About alpha B-crystallin

During MS, abnormalities in the brain and spinal cord provoke immune cells to start an inflammatory reaction. Delta Crystallon’s research has shown that unusual accumulation of the heat shock protein alpha B-crystallin is critical among those MS-specific abnormalities. Alpha B-crystallin is a stress-inducible protein that protects myelin-forming cells from death. Despite its protective function, memory T cells in all humans regard alpha B-crystallin as a ‘foreign’ substance, and produce IFN-γ in response to it. This somewhat surprising immune reactivity results from certain virus infections that program T cells to respond to alpha B-crystallin as if it were part of a virus. Also antibodies against alpha B-crystallin are formed. Such priming of immune-reactivity to alpha B-crystallin only happens in humans, like MS only develops in humans.

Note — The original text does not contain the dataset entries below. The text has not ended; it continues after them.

PR #57, opened 2020-08-14
Add answer actions for lists

LJBabbage:
### PR Context
add_answer, remove_answer and add_or_edit (primary) have been removed and instead we will use actions in answer options. This PR introduces validation around list actions in answer options and removes the old block way

### Checklist
Check there isn't any other validation we need, and that all the old validation is removed


schemas/answer_actions/definitions.json
```diff
@@ -0,0 +1,43 @@
...
+          "AddOrEditAnswerForListItem"
+        ]
+      }
+    },
+    "additionalProperties": false,
+    "required": ["type"]
+  },
+  "redirectListAnswerActions": {
+    "type": "object",
+    "description": "redirected list answer actions",
```
ajmaddaford, line 21:
```suggestion
    "description": "An action that redirects to a list add question",
```

schemas/blocks/list_collector.json
```diff
@@ -42,12 +42,6 @@
       "for_list": {
         "$ref": "https://eq.ons.gov.uk/common_definitions.json#/non_empty_string"
       },
-      "add_answer": {
-        "$ref": "list_collector.json#/answer_reference"
-      },
-      "remove_answer": {
-        "$ref": "list_collector.json#/answer_reference"
-      },
```
ajmaddaford, line 50: It looks like `list_collector.json#/answer_reference` is no longer used anywhere, if so the definition of it should also be removed.

app/validators/blocks/list_collector_validator.py
```diff
@@ -6,27 +6,30 @@
...
-        "present in the answer values"
+
+    ADD_ANSWER_FOR_LIST_ITEM_ACTION_NOT_IN_MAIN_BLOCK = (
+        "AddAnswerForListItem action not found in main block"
     )
-    NON_EXISTENT_LIST_COLLECTOR_REMOVE_ANSWER_VALUE = "The list collector block has a remove_answer_value that is not present in the answer values"
-    REMOVE_ANSWER_REFERENCE_NOT_IN_REMOVE_BLOCK = (
-        "remove_answer reference uses id not found in remove_block"
+
+    REMOVE_ANSWER_FOR_LIST_ITEM_ACTION_NOT_IN_REMOVE_BLOCK = (
```
iwootten, line 24: I think it would be clearer to follow the error name/text used elsewhere in the class for these messages. e.g `NO_ADD_ANSWER_ACTION_FOR_LIST_COLLECTOR = "The list collector main block does not contain an AddAnswerForListItem action"`

app/validators/blocks/primary_person_list_collector_validator.py
```diff
@@ -7,15 +7,13 @@
...
     NO_RADIO_FOR_PRIMARY_PERSON_LIST_COLLECTOR = (
         "The primary person list collector block does not contain a Radio answer type"
     )
-    NON_EXISTENT_PRIMARY_PERSON_LIST_COLLECTOR_ANSWER_VALUE = (
-        "The primary person list collector block has an "
-        "add_or_edit_answer value that is not present in the answer values"
-    )
-    ADD_OR_EDIT_ANSWER_REFERENCE_NOT_IN_MAIN_BLOCK = (
-        "add_or_edit_answer reference uses id not found in main block question"
+    ADD_OR_EDIT_ANSWER_FOR_LIST_ITEM_ACTION_NOT_IN_MAIN_BLOCK = (
```
iwootten, line 15: Same comment here regarding naming/copy.

tests/validators/blocks/test_primary_person_list_collector.py
```diff
@@ -62,20 +42,18 @@ def test_primary_person_invalid_list_collector_non_radio():
...
-        questionnaire_schema,
-    )
+    block = questionnaire_schema.get_block("primary-person-list-collector")
+
+    validator = PrimaryPersonListCollectorValidator(block, questionnaire_schema)
 
     expected_errors = [
         {
-            "message": validator.NON_EXISTENT_PRIMARY_PERSON_LIST_COLLECTOR_ANSWER_VALUE,
+            "message": "AddOrEditAnswerForListItem action not found in main block",
```
iwootten, line 54: This should reference the class variable to prevent having to update copy in multiple places.

app/validators/blocks/list_collector_validator.py
```diff
@@ -35,53 +38,29 @@ class ListCollectorValidator(BlockValidator, ValidateListCollectorQuestionsMixin
...
-                self.block["remove_answer"]["value"],
-                self.NO_RADIO_FOR_LIST_COLLECTOR_REMOVE,
-                self.NON_EXISTENT_LIST_COLLECTOR_REMOVE_ANSWER_VALUE,
-            )
-
-            self.validate_list_collector_answer_ids(self.block)
-            self.validate_other_list_collectors()
-        except KeyError as e:
-            self.add_error(self.LIST_COLLECTOR_KEY_MISSING, key=e)
-        return self.errors
```
iwootten, line 67: Not sure why this has been removed?

app/validators/blocks/list_collector_validator.py
LJBabbage: True, I actually just changed the one that was already there and didn't think much of it.

app/validators/blocks/list_collector_validator.py
LJBabbage: Your right, I was thinking that by removing self.block["add_answer"]["value"] and self.block["remove_answer"]["value"] I couldn't generate a KeyError exception, but I just noticed self.block["remove_block"] which could

LJBabbage:
> What is the difference between `RedirectToAddBlock` and `RedirectToListAddQuestion`?

One has params and comes from a different question and one is internal to the list, between myself and Andrew we came up with the 2 names

app/validators/blocks/list_collector_validator.py
```diff
@@ -6,82 +6,59 @@
...
-        "present in the answer values"
-    )
-    NON_EXISTENT_LIST_COLLECTOR_REMOVE_ANSWER_VALUE = "The list collector block has a remove_answer_value that is not present in the answer values"
-    REMOVE_ANSWER_REFERENCE_NOT_IN_REMOVE_BLOCK = (
-        "remove_answer reference uses id not found in remove_block"
-    )
+
+    NO_REDIRECT_TO_ADD_BLOCK = "RedirectToAddBlock action not found"
+
+    NO_REDIRECT_TO_REMOVE_BLOCK = "RedirectToRemoveBlock action not found"
```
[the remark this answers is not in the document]
LJBabbage: Outdate comment?

MebinAbraham:
> > What is the difference between `RedirectToAddBlock` and `RedirectToListAddQuestion`?
> 
> One has params and comes from a different question and one is internal to the list

Personally I don't think the naming does the differentiation justice. Anyone will always have to look at the definition to remind them one was adding as well as redirecting. Given the action for removing was renamed to `RemoveListItemAndAnswers` to make it more explicit, these actions to me seem like they are `AddListItemAndRedirecToAddBlock` (mouthful so open to suggestions) and `RedirectToListAddQuestion`.

app/validators/blocks/list_collector_validator.py
```diff
@@ -6,82 +6,59 @@
...
-        "present in the answer values"
-    )
-    NON_EXISTENT_LIST_COLLECTOR_REMOVE_ANSWER_VALUE = "The list collector block has a remove_answer_value that is not present in the answer values"
-    REMOVE_ANSWER_REFERENCE_NOT_IN_REMOVE_BLOCK = (
-        "remove_answer reference uses id not found in remove_block"
-    )
+
+    NO_REDIRECT_TO_ADD_BLOCK = "RedirectToAddBlock action not found"
+
+    NO_REMOVE_LIST_ITEM_AND_ANSWERS = "RemoveListItemAndAnswers action not found"
```
MebinAbraham, line 22: Things like these could reference the variable itself. Saves renaming if it were to change.
eg:
```py
    NO_REMOVE_LIST_ITEM_AND_ANSWERS = f"{REMOVE_LIST_ITEM_AND_ANSWERS} action not found"
```

MebinAbraham:
> > > What is the difference between `RedirectToAddBlock` and `RedirectToListAddQuestion`?
> > 
> > 
> > One has params and comes from a different question and one is internal to the list
> 
> Personally I don't think the naming does the differentiation justice. Anyone will always have to look at the definition to remind them one was adding as well as redirecting. Given the action for removing was renamed to `RemoveListItemAndAnswers` to make it more explicit, these actions to me seem like they are `AddListItemAndRedirecToAddBlock` (mouthful so open to suggestions) and `RedirectToListAddQuestion`.

Ignore this, as confused my self on when the add behaviour happend.

app/validators/blocks/block_validator.py
```diff
@@ -62,3 +68,37 @@ def validate_answer_source_reference(self, identifiers):
...
                 self.add_error(self.ANSWER_SELF_REFERENCE, referenced_id=identifier)
+
+    def validate_redirect_to_list_add_block_params(self):
+        collector_questions = self.questionnaire_schema.get_all_questions_for_block(
+            self.block
+        )
+
+        for collector_question in collector_questions:
+            for collector_answer in collector_question["answers"]:
+                for option in collector_answer.get("options", []):
```
MebinAbraham, line 79: The variables should be renamed as they are not just collector questions etc.

app/validators/blocks/list_collector_validator.py
```diff
@@ -6,23 +6,17 @@
 
 class ListCollectorValidator(BlockValidator, ValidateListCollectorQuestionsMixin):
     LIST_COLLECTOR_KEY_MISSING = "Missing key in ListCollector"
-    ADD_ANSWER_REFERENCE_NOT_IN_MAIN_BLOCK = (
-        "add_answer reference uses id not found in main block question"
-    )
+    REDIRECT_TO_LIST_ADD_BLOCK = "RedirectToListAddBlock"
+    REMOVE_LIST_ITEM_AND_ANSWERS = "RemoveListItemAndAnswers"
```
MebinAbraham, line 10: We should add a validation to ensure only `PrimaryPersonListCollector` can use `RemoveListItemAndAnswers` as we only support it in that.

schemas/answer_actions/definitions.json
```diff
@@ -0,0 +1,39 @@
+{
+  "$id": "https://eq.ons.gov.uk/answer_actions/definitions.json",
+  "$schema": "http://json-schema.org/draft-07/schema",
+  "redirect_to_list_add_block": {
+    "type": "object",
+    "description": "An action that redirects to the list add block",
+    "properties": {
+      "type": {
+        "enum": ["RedirectToListAddBlock"]
+      }
```
MebinAbraham, line 10: This should have:
```json
      "params": {
        "type": "object",
        "properties": {
          "block_id": {
          },
          "list_name": {
          }
        },
        "additionalProperties": false,
        "required": ["block_id", "list_name"]
      }
```

schemas/answer_actions/definitions.json
```diff
@@ -0,0 +1,39 @@
...
+          "block_id": {
+            "$ref": "https://eq.ons.gov.uk/common_definitions.json#/non_empty_string"
+          },
+          "list_name": {
+            "$ref": "https://eq.ons.gov.uk/common_definitions.json#/non_empty_string"
+          }
+        },
+        "additionalProperties": false,
+        "required": ["block_id", "list_name"]
+      }
```
MebinAbraham, line 34: This isn't needed given we don't support this outside of a `PrimaryPersonListCollextor`?

app/validators/blocks/block_validator.py
```diff
@@ -62,3 +68,37 @@ def validate_answer_source_reference(self, identifiers):
...
+                        ):
+                            self.add_error(self.LIST_NAME_MISSING, list_name=list_name)
+
+                        block_id = params.get("block_id")
+
+                        if (
+                            block_id
+                            and block_id not in self.questionnaire_schema.block_ids
+                        ):
+                            self.add_error(self.BLOCK_ID_MISSING, block_id=block_id)
```
MebinAbraham, line 104: Once the comment about updating the JSON schema is done, this can be simplfied to:
```py
if list_name := params["list_name"] not in self.questionnaire_schema.list_names:
    self.add_error(self.LIST_NAME_MISSING, list_name=list_name)

if block_id := params["block_id"] not in self.questionnaire_schema.block_ids:
    self.add_error(self.BLOCK_ID_MISSING, block_id=block_id)
```
However, the walrus operator means you will need to update black formatting to latest version so, you could do `list_name = params["list_name"]` for now if you wanted to keep updating the package separate.

MebinAbraham (changes requested):

app/validators/blocks/block_validator.py
```diff
@@ -7,6 +7,9 @@ class BlockValidator(Validator):
     ANSWER_REFERENCE_INVALID = "Invalid answer reference"
     LIST_REFERENCE_INVALID = "Invalid list reference"
     ANSWER_SELF_REFERENCE = "Invalid answer reference (self-reference)"
+    LIST_NAME_MISSING = "List name defined in action params does not exist"
+    BLOCK_ID_MISSING = "Block id defined in action params does not exist"
```
ajmaddaford, line 11: I think `MISSING` implies the property has been omitted (which is covered by the schema), these two errors would be clearer if `MISSING` was replaced with `DOESNT_EXIST`.

app/validators/blocks/block_validator.py
```diff
@@ -7,6 +7,9 @@ class BlockValidator(Validator):
...
+    ACTION_PARAMS_MISSING = "Action params does not exist"
```
ajmaddaford, line 12: This message should be consistent with `LIST_COLLECTOR_KEY_MISSING`, something like:
```suggestion
    ACTION_PARAMS_MISSING = "Action params key missing"
```

app/validators/blocks/block_validator.py
```diff
@@ -22,6 +25,9 @@ def validate(self):
 
         self.validate_source_references(source_references)
 
+        if self.block["type"] not in ["ListCollector", "PrimaryPersonListCollector"]:
+            self.validate_redirect_to_list_add_block_params()
```
ajmaddaford, line 29: We should be checking both sides of this - that the params exist for non-collector blocks, and that they don't exist for collector blocks.

app/validators/blocks/block_validator.py
```diff
@@ -62,3 +68,37 @@ def validate_answer_source_reference(self, identifiers):
                 == self.block["id"]
             ):
                 self.add_error(self.ANSWER_SELF_REFERENCE, referenced_id=identifier)
+
+    def validate_redirect_to_list_add_block_params(self):
+        collector_questions = self.questionnaire_schema.get_all_questions_for_block(
+            self.block
+        )
```
ajmaddaford, line 75: These are not collector questions as this method is only called for non-collector blocks.

app/validators/blocks/block_validator.py
```diff
@@ -62,3 +68,37 @@ def validate_answer_source_reference(self, identifiers):
...
+
+        for collector_question in collector_questions:
+            for collector_answer in collector_question["answers"]:
+                for option in collector_answer.get("options", []):
+                    action = option.get("action")
+
```
ajmaddaford, line 81: The validation after this point should only be done if the action type is `RedirectToListAddBlock`.

MebinAbraham (commented):
There are certain edge cases like, atm you can define `RedirectToListAddBlock` in `ListRemoveQuestion` blocks which probably shouldn't be allowed but it is probably over the top in terms of validation.

app/validators/blocks/block_validator.py
```diff
@@ -62,3 +68,37 @@ def validate_answer_source_reference(self, identifiers):
...
+                        if not params:
+                            self.add_error(
+                                self.ACTION_PARAMS_MISSING, block_id=self.block
+                            )
+                            continue
+
+                        list_name = params.get("list_name")
+
+                        if (
+                            list_name
```
ajmaddaford, line 93: If the action type is checked above, then we won't need to check for list name as we've already checked for params and the schema enforces the existence of the `list_name` property.

app/validators/blocks/block_validator.py
```diff
@@ -62,3 +68,37 @@ def validate_answer_source_reference(self, identifiers):
...
+                            and list_name not in self.questionnaire_schema.list_names
+                        ):
+                            self.add_error(self.LIST_NAME_MISSING, list_name=list_name)
+
+                        block_id = params.get("block_id")
+
+                        if (
+                            block_id
```
ajmaddaford, line 101: Same as the comment above, if we check the action type then we don't need to check for the existence of the `block_id` property.

app/validators/blocks/list_collector_validator.py
ajmaddaford, line 10:
```suggestion
    REDIRECT_TO_LIST_ADD_BLOCK_ACTION = "RedirectToListAddBlock"
    REMOVE_LIST_ITEM_AND_ANSWERS_ACTION = "RemoveListItemAndAnswers"
```

app/validators/blocks/primary_person_list_collector_validator.py
```diff
@@ -7,16 +7,11 @@
 class PrimaryPersonListCollectorValidator(
     BlockValidator, ValidateListCollectorQuestionsMixin
 ):
+    REDIRECT_TO_LIST_ADD_BLOCK = "RedirectToListAddBlock"
+    NO_REDIRECT_TO_LIST_ADD_BLOCK = f"{REDIRECT_TO_LIST_ADD_BLOCK} action not found"
```
ajmaddaford, line 11:
```suggestion
    REDIRECT_TO_LIST_ADD_BLOCK_ACTION = "RedirectToListAddBlock"
    NO_REDIRECT_TO_LIST_ADD_BLOCK = f"{REDIRECT_TO_LIST_ADD_BLOCK_ACTION} action not found"
```

schemas/answer_actions/definitions.json
```diff
@@ -0,0 +1,39 @@
...
+      "type": {
+        "enum": ["RedirectToListAddBlock"]
+      }
+    },
+    "additionalProperties": true,
+    "required": ["type"]
+  },
+  "remove_list_item_and_answers": {
+    "type": "object",
+    "description": "An action that redirects to the remove block",
```
ajmaddaford, line 17:
```suggestion
    "description": "An action that removes a list item and all answers associated with it",
```

schemas/answer_actions/definitions.json
ajmaddaford, line 34: It looks like this should be in the other action.

ajmaddaford (changes requested):

MebinAbraham (approved):

ajmaddaford (approved):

A natural immune-reactive state to alpha B-crystallin is no problem in most people, since there is little alpha B-crystallin around for T cells or antibodies to react against. In people with MS, however, persistent disturbances keep troubling myelin-forming cells in the brain and spinal cord. These cells, called oligodendrocytes, defend themselves against such disturbances by producing unusually large quantities of alpha B-crystallin. While in small quantities, the protein has protective functions, very large quantities are dangerous since these will provoke the above-mentioned IFN-γ response by memory T cells, some of which are always on patrol in the CNS. When this happens, an MS lesion will develop. While their presence as such is therefore not abnormal, memory T cells against alpha B-crystallin still act as the major driver of MS lesions when provoked by the stressed oligodendrocytes of people with MS.

The critical role of T cells against alpha B-crystallin in the formation of MS lesions.

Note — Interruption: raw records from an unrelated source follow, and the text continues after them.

PR #58, opened 2020-08-27
Add email confirmation

LJBabbage:
### PR Context
Add email confirmation to schema


schemas/questionnaire_v1.json
```diff
@@ -133,6 +133,10 @@
         "warning": {
           "$ref": "https://eq.ons.gov.uk/common_definitions.json#/non_empty_string",
           "description": "The warning when the questionnaire is complete."
+        },
+        "email_confirmation": {
+          "type": "boolean",
+          "description": "A boolean that is used to determine if an email confirmation form is available on questionnaire completion"
```
MebinAbraham, line 139: - `A flag that is used to determine if an email confirmation is available on questionnaire completion`
or just 
- `Used to determine if an email confirmation is available on questionnaire completion`
Don't think the `A boolean` is needed given the type is already a bool.

MebinAbraham (approved):

JamesGardiner (approved):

During MS, stressed myelin-forming oligodendrocytes repeatedly start to produce unusually large quantities of alpha B-crystallin to protect themselves. Part of such protection is offered by local microglia and macrophages that recognize alpha B-crystallin released by oligodendrocytes via Toll-like receptor 2 (TLR2), and produce neuroprotective factors in response to it. The large quantities of alpha B-crystallin, however, also end up being presented to memory T cells that are continuously on patrol in the spaces around blood vessels in CNS. In humans, but not in other mammals, some of those T cells regard alpha B-crystallin as ‘foreign’, and produce interferon-gamma (IFN-γ) in response to it. The appearance of IFN-γ changes the originally protective response of macrophages and microglia to alpha B-crystallin. IFN-γ delivers a second signal to macrophages and microglia via the IFN-γ receptor (IFNGR), and the combined signals of TLR2 and IFNGR now induce a highly destructive response. This will cause an MS lesion to form.